When deploying a container application with a service object and externalTrafficPolicy set to Cluster, which you do not have to specify cause it is the default setting, every node in the cluster can serve traffic targeting this container application. The node is marked as healthy in the Azure Load Balancer backend pool. Even the node does not have a running pod of this application on it, it just forwards the traffic and that is the kind of magic provided by Kubernetes.
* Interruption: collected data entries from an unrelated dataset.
PR #1316, opened 2021-03-25
Add Thread.Sleep for CallTargetNativeTest to avoid seg faults

zacharycmontoya:
This works around an issue we've seen before in netcoreapp2.1 tests.

@DataDog/apm-dotnet

### DIFF
--- a/test/test-applications/instrumentation/CallTargetNativeTest/Program.cs
+++ b/test/test-applications/instrumentation/CallTargetNativeTest/Program.cs
@@ -85,6 +85,12 @@ namespace CallTargetNativeTest
                     Console.WriteLine("Run with the profiler and use a number from 0-9/all as an argument.");
                     break;
             }
+
+#if NETCOREAPP2_1
+            // Add a delay to avoid a race condition on shutdown: https://github.com/dotnet/coreclr/pull/22712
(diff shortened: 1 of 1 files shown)


lucaspimentel (approved):

andrewlock (approved):

zacharycmontoya:
I rebased just to catch up to latest master so I cancelled the `Crank` and `benchmarks` runs

tonyredondo:
I think we need to collect the mem dump for this one. 

The segfault seems different from this fix: https://github.com/DataDog/dd-trace-dotnet/blob/4541013aa89cc5fc2c8947fb03f28a5854409726/src/Datadog.Trace.ClrProfiler.Native/cor_profiler_base.h#L219

tonyredondo (changes requested):
Can we get a memory dump before merging this?

zacharycmontoya:
We've started collecting dumps in CI on April 7, 2021 via https://github.com/DataDog/dd-trace-dotnet/pull/1329, but the test has not failed since then, according to Azure DevOps. I will keep this PR open until I can get a dump for us to look at.

zacharycmontoya:
Closing because I haven't seen this test fail in the past 14 days, so the fix is unneeded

As said earlier with externalTrafficPolicy set to local we get the HealthCheck NodePort which ensures that only nodes that running the Ambassador pod are served by the Azure Load Balancer. The advantage beside preserving the client IP address is that we do not have any additional network hop compared to the standard configuration. Nodes not running an Ambassador pod are then marked as unhealthy in the Azure Load Balancer backend pool and are not serving any traffic for the Ambassador API gateway deployment.

Here are some Azure diagnostic log entries showing the different states.

First a scenario where three Ambassador pods are running across all three nodes in the Azure Kubernetes Service cluster. Cause we do not have a degradation of our Load Balancer backend pool there will not be any entries in the diagnostic log.

Now we are scaling down the Ambassador deployment to two replicas and we get the following entry in the diagnostic log.

{ "time": "2019-04-04T12:33:47.0641700Z", "systemId": "REDACTED", "category": "LoadBalancerProbeHealthStatus", "resourceId": "REDACTED", "operationName": "LoadBalancerProbeHealthStatus", "properties": {"publicIpAddress":"40.69.29.19","port":80,"totalDipCount":3,"dipDownCount":1,"healthPercentage":66.666667}}

This entry shows us that the Azure Load Balancer sets the status of the corresponding node in the backend pool to unhealthy. When scaling back to three replicas the node will be marked again as healthy and continues to serve traffic.

{ "time": "2019-04-04T13:07:34.3877875Z", "systemId": "REDACTED", "category": "LoadBalancerProbeHealthStatus", "resourceId": "REDACTED", "operationName": "LoadBalancerProbeHealthStatus", "properties": {"publicIpAddress":"40.69.29.19","port":80,"totalDipCount":3,"dipDownCount":0,"healthPercentage":100.000000}}

Azure diagnostic logs for the Azure Load Balancer are not enabled by default. If you want to turn them on just follow this guide

-> https://docs.microsoft.com/en-us/azure/load-balancer/load-balancer-monitor-log

Make sure you select LoadBalancerProbeHealthStatus as seen in the screenshot.